Segment Open

PR #1542, opened 2024-10-29
fix(cover): Add mut to fix incorrect get of windowsize in cover

antonnyst:
## Describe your changes
Something seems to have broken the return of the variables from the unsafe block, leading to division by zero.
By making the query variable mutable the return works. 

#1528


hrkfdn (approved):
Makes sense, thanks!

PR #1573, opened 2024-12-30
docs: remove remaining password manager documentation

ThomasFrans:
## Describe your changes
Remove remaining password manager documentation and add some notes about the new OAuth2 flow.

\/


ThomasFrans:
I guess "Automatic authentication using a password manager" is technically still correct if you are using a browser extension :thinking:

hrkfdn:
I think that's rather on the user end setup, so it makes sense to remove it.

PR #1601, opened 2025-03-06
Update edition 2024

ThomasFrans:
## Describe your changes

Mostly followed the official migration guide, and did more builds/tests/... to make sure everything works fine after every step.

1. Updated all dependencies
  - Ran `cargo update`
  - Verified all code still built fine by running various version of `cargo build` (with all features, without default features, for all targets, various profiles, all workspaces...)
  - Verified all tests still ran fine
2. Update the Rust edition
  - Run `cargo fix --edtion` (for all features, all targets, for all workspaces...)
  - Read through the warnings. The only generated warnings were about [the new drop order of temporary variables](https://doc.rust-lang.org/edition-guide/rust-2024/temporary-tail-expr-scope.html) for variables with a custom implementation of `Drop`. The warnings mention that the new drop order is rarely a problem. Didn't change any of the code the warnings mentioned (later tests seem to suggest that everything works fine).
  - Went through the diffs. There were two more functional changes: use of the new `expr_2021` and `unsafe` for `env::set_var`.
  - `if let ... else ...` is also changed in a lot of places to `match` statements. Doesn't seem to change functionality.
  - Updated `Cargo.toml` files to share common options across workspace members (`edition`, `authors`, `license` and `repository`). This ensures these options remain the same across workspace members during future edition updates.
  - Verified all code still built fine by running various version of `cargo build` (with all features, without default features, for all targets, various profiles, all workspaces...)
  - Verified all tests still ran fine
  - Verified `ncspot` still ran fine by logging in, navigating the UI and playing a song.
3. Format all code with `cargo fmt --all`

\/


ThomasFrans:
Just wanted to try a Rust edition update to see how difficult or easy it is. I made a PR in case you'd like to accept this change since I now had the result of the update anyway. It was mostly for exploring this process myself, so feel free to close if you'd like to do the edition update yourself or at a later point in time :slightly_smiling_face:

hrkfdn:
Awesome work, thank you! ❤️  I'll try to review this in the coming days.

src/commands.rs
```diff
@@ -332,33 +332,40 @@ impl CommandManager {
...
+                    CommandResult::View(view) => {
+                        s.call_on_name("main", move |v: &mut Layout| {
+                            v.push_view(view);
+                        });
+
+                        Ok(None)
+                    }
+                    _ => self.handle_default_commands(s, cmd),
+                },
+            },
```
hrkfdn, line 368: Was this suggested by the toolchain? I find the nested matches harder to read than the `if let` expressions.

hrkfdn (commented):
Thanks! It looks good to me, I haven't read about the changes in 2024 yet, but is `if let` deprecated over match?

src/commands.rs
ThomasFrans: Yeah, I also find it way harder to read. There were even places with like 8 closing curly brackets to close all the nested scopes. This was automatically done by Cargo when I executed `cargo fix --edition`. I have no clue why.

The only manual changes I made in this PR were changes to the workspace definitions in the two `Cargo.toml` files to make future edition updates easier. I think those are in the second commit where I also increased the edition number from 2021 to 2024.

ThomasFrans:
> Thanks! It looks good to me, I haven't read about the changes in 2024 yet, but is `if let` deprecated over match?

After quickly looking it up, I think it's because of [this change](https://doc.rust-lang.org/edition-guide/rust-2024/temporary-if-let-scope.html#migration). This page also mentions the preference for `match` statements.

hrkfdn:
> > Thanks! It looks good to me, I haven't read about the changes in 2024 yet, but is `if let` deprecated over match?
> 
> After quickly looking it up, I think it's because of [this change](https://doc.rust-lang.org/edition-guide/rust-2024/temporary-if-let-scope.html#migration). This page also mentions the preference for `match` statements. The page also mentions that you can manually decide whether you want to revert the change to match statements. I didn't see that during the migration as I only followed the general guide, which never mentioned this.
> 
> Want me to change the match statements back to `if let`? I would need to look what the new behavior of `if let` is in edition 2024 to ensure that new behavior is compatible with the old code.

I think generally it's fine, only for the nested ones it reallly hinders readability. I'd say those should be reverted, WDYT?

ThomasFrans:
I reverted most of the match statements back to their original state. I built and tested and the basic stuff seems to work fine. Playback, navigation, mouse interaction, context menus, opening stuff... The new behavior of `if let` probably wasn't problematic for all the cases where it was changed to `match`.

I just don't know how to resolve issues with `Cargo.lock`. I've never had to deal with merge conflicts in lock files and I can't imagine you have to manually resolve them. Do you know how to solve them? @hrkfdn

hrkfdn:
I will take care of the lockfile and then merge. Thanks a lot! :)

hrkfdn (approved):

Segment Closed

Your task is to say how many lines in the entries above contain the word "deprecated". Please write only the number.

OUTPUT FOR THIS TASK:
3